Where: - stall_risk increases rapidly when L0 file count or bytes approach configured limits - space_pressure increases when total bytes exceed target - read_pressure increases when read amplification is high and read latency is above target - age prevents starvation (task age increases over time)

5.3 Partial compactions

Prefer partial compactions (small file sets) to amortize cost and avoid long spikes.

5.4 Safe mode

If the system approaches hard limits (e.g., L0 too large), the scheduler enters safe mode: - compaction budgets are temporarily increased - write admission may be throttled (backpressure) - read-only traffic remains available while write-classified SkeinQL/HTTP requests are rejected with resource_exhausted

6. Administrator controls

Expose in settings: - compaction.enabled - compaction.budget - compaction.peak_windows - compaction.max_l0_files, compaction.max_l0_bytes

7. SkeinQL surface

Methods: - maintenance.compaction.status - maintenance.compaction.set_policy - maintenance.compaction.pause / resume

Stats: - stats.snapshot includes live compaction pressure/workload telemetry plus compaction.scheduler state for budgets, task priority, peak-window activation, and write-admission mode.

8. Evaluation plan

Measure: - p99 write latency and stall frequency under YCSB-like workloads - throughput under dynamic read/write mixes - space amplification and write amplification

Compare: - fixed leveling policy - fixed tiering policy - workload-guided scheduler

Prototype harness: - python3 eval/compaction_scheduler_dashboard.py --scenario mixed --seconds 1800 --outdir eval/figures/compaction_scheduler - emits compaction_scheduler_summary.json, compaction_scheduler_timeline.csv, and a self-contained compaction_scheduler_dashboard.html - compares fixed_leveling, fixed_tiering, workload_guided, and energy_aware policies over the same deterministic workload timeline - surfaces stall rate, total stall time, peak/p95-of-p99 read and write latency, backlog pressure, average compaction budget, external energy signal multiplier, and total/average energy score

The harness remains synthetic rather than tied directly to the runtime worker. That keeps the evaluation slice reproducible while the runtime policy layer uses the same pressure/workload inputs to drive budget selection, peak-window scaling, safe-mode admission control, and the pressure-driven segment rewrite loop.

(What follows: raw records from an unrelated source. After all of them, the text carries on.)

PR #111, opened 2018-12-18
Checkout style adaptions

danimoh:
This PR is based on `soeren/new-checkout` and also targeting that branch.

If I find the time, I'll add more changes to this PR.

### DIFF
--- a/package.json
+++ b/package.json
@@ -15,7 +15,7 @@
         "@nimiq/keyguard-client": "^0.1.2",
         "@nimiq/network-client": "^0.1.3",
         "@nimiq/rpc": "^0.0.11",
-        "@nimiq/style": "^0.4.0",
+        "@nimiq/style": "https://github.com/nimiq/nimiq-style.git#julian/hover-states",
         "@nimiq/utils": "^0.1.0",
         "@nimiq/vue-components": "https://github.com/nimiq/vue-components.git#build/accounts-new",
         "vue": "^2.5.16",
--- a/package.json
+++ b/package.json
@@ -15,7 +15,7 @@
         "@nimiq/keyguard-client": "^0.1.2",
         "@nimiq/network-client": "^0.1.3",
         "@nimiq/rpc": "^0.0.11",
-        "@nimiq/style": "https://github.com/nimiq/nimiq-style.git#julian/hover-states",
+        "@nimiq/style": "^0.4.1",
         "@nimiq/utils": "^0.1.0",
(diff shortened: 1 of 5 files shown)


package.json
```diff
@@ -15,7 +15,7 @@
         "@nimiq/keyguard-client": "^0.1.2",
         "@nimiq/network-client": "^0.1.3",
         "@nimiq/rpc": "^0.0.11",
-        "@nimiq/style": "^0.4.0",
+        "@nimiq/style": "https://github.com/nimiq/nimiq-style.git#julian/hover-states",
```
sisou: `v.0.4.1` of this package has been released now.

src/App.vue
```diff
@@ -93,7 +93,7 @@ export default class App extends Vue {
     .logo .nimiq-logo {
         height: 4rem;
         width: 4rem;
-        margin-right: 2rem;
+        margin-right: 1rem;
```
sisou: The styleguide says, the gap between the signet and the NIMIQ wordmark should be 0.382 times the signet width. So if the signet is 4rem wide, the margin should be `0.382 * 4rem = 1.528rem`.

src/views/Checkout.vue
```diff
@@ -330,7 +330,11 @@ export default class Checkout extends Vue {
         transition: opacity 300ms, z-index 300ms;
     }
 
-    .account-info.active {
+    .merchant-info-shown > :not(.account-info) {
+        filter: blur(.75rem);
```
sisou: @nibhar I think you discussed with Julian the exact blur amounts for the various elements. Can you help out here?

src/views/Checkout.vue
```diff
@@ -367,5 +371,7 @@ export default class Checkout extends Vue {
 <style>
     #logo-checkout {
         margin-left: 0.75rem;
+        text-transform: none;
+        letter-spacing: initial;
```
sisou: These rules probably don't hurt, but why are they necessary?

src/App.vue
danimoh: Yes, you're right. Actually the logo text fixes were a quick fix to roughly match an SVG logo Julian sent me.
The logo label does now perfectly match that svg.

src/views/Checkout.vue
danimoh: `text-transform` and `letter-spacing` are set on the parent with class `logo` to non-initial values.
I moved this to `App.vue` as a general style rule now.

PR #116, opened 2018-12-29
Integrate fonts css into blocking.css

danimoh:
Copied styles from `https://fonts.googleapis.com/css?family=Muli:400,600,700` and `https://fonts.googleapis.com/css?family=Fira+Mono&text=0123456789ABCDEFGHJKLMNPQRSTUVXY` but commented Vietnamese out.
Also manually added `woff` fallback :dog:

### DIFF
--- a/public/blocking.css
+++ b/public/blocking.css
@@ -106,20 +106,18 @@ body {
 
 /*
  * Style copied from https://fonts.googleapis.com/css?family=Muli:400,600,700
- * But currently commented-out vietnamese characters (this might be not necessary due to specified unicode-range though)
- * Also manually added woff fallback files.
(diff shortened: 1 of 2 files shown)


danimoh:
The links might change.
In this case, we'd have to change the links also.
But I wouldn't expect this to happen too often and if it does, we can still go back to linking to the css files.

Bettelstab:
What about vietnamese characters used as account labels?

danimoh:
Good point!
I enabled the Vietnamese font now.
From my understanding of `unicode-range`, it _should_ also only be downloaded if Vietnamese characters are used in the page.
Thus, this should not have an impact on loading time in the general case.

PR #72, opened 2019-08-27
Enable shareable requests with parameters in url queries

yubathom:
I think this is maybe related to #29. 

It enable shareable requests using query parameters in the url. Examples:

[/url=https://api.thecatapi.com&path=/v1/images/search](https://yubathom.github.io/postwoman/?url=https://api.thecatapi.com&path=/v1/images/search)

[/method=POST](https://yubathom.github.io/postwoman/?method=POST
)

[/method=PUT&contentType=/?method=PUT&contentType=www-form/urlencoded](https://yubathom.github.io/postwoman/?method=PUT&contentType=www-form/urlencoded)

it can be applied to the other items of `data` of the `pages/index` component. 

Maybe would be simpler to store theese settings (that could be stored in the router) in a collection than a encoding/decodign static files.

### DIFF
--- a/pages/index.vue
+++ b/pages/index.vue
@@ -528,7 +528,15 @@
             this.$refs.previewFrame.setAttribute('data-previewing-url', this.url);
           }
         }
+      },
+      setRouteQueries(queries) {
+        for (const key in queries) {
+          if (this[key]) this[key] = queries[key];
+        }
       }
+    },
+    created() {
+      if (Object.keys(this.$route.query).length) this.setRouteQueries(this.$route.query);
     }
   }
 


liyasthomas:
This is quite the easiest and hackiest way to share requests.
> Maybe would be simpler to store theese settings (that could be stored in the router) in a collection than a encoding/decodign static files.
@NBTX @AndrewBastin

NBTX:
Is the end goal to do a serverless implementation of shareable requests? @liyasthomas

liyasthomas:
Using formats such as JSON and YAML for export/import functionalities have their pros and cons, but if any use cases such as sharable requests or collections could be implemented without using any other parties, then isn't that a great thing? This also make scope for publically sharable URLS for testing and all.

liyasthomas:
That's exactly what I meant. Export/import can only be implemented by JSOM/YAML considering the request body, number of requests and all. I specified the use case as sharable (public) URLs which could be implemented with parameter queries.

NBTX:
Yeah exactly, it'd basically just be an ID referring to the JSON/YAML file somewhere?

We definitely want people to be able to share URLs - even better would be if they could embed it like GitHub Gists, but like you say there's just far too much to cram into the query string.

liyasthomas:
Closing absolute PR

liyasthomas:
I closed this by accident. My bad. Reopened it.

liyasthomas:
Rebase and update this one.

yubathom:
Thanks @liyasthomas. I'm still working and I'll update this.

PR #73, opened 2019-08-28
Adds HTML preview.

### LINKED ISSUE #41: Add html preview to response section
If you send an unexpected request to an api (e.g. POST to https://reqres.in/), you'll get a 404 or something back. In the response section you get a html response.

Current limitation: - The autonomous worker can now batch removable file-pressure tasks, but it still does not implement deeper multi-level merge planning. Pure file-count pressure caused by many required live canonical segments still relies on safe-mode backpressure plus future storage-engine work.

9. Testing

  • scheduler never violates hard bounds without applying backpressure
  • no starvation: tasks make progress over time
  • policy changes take effect without restart

Research extension: Energy-aware compaction scheduling

This spec now includes the R20 baseline for energy minimization (or carbon/cost minimization) under performance constraints. See: docs/research_agenda/R20_energy-aware-compaction-scheduling.md.

Shipped R20 baseline: - Energy cost model for compaction work with CPU + IO estimation and optional external signals. - energy_aware policy minimizes estimated energy when latency/space constraints have slack, while safe mode overrides deferral when hard L0 bounds are exceeded. - External signals are accepted via persisted settings (battery / plugged, price, and carbon multipliers) without requiring host-specific power APIs. - The evaluation harness reports energy score side by side with p99 latency and stall metrics for repeatable research comparisons.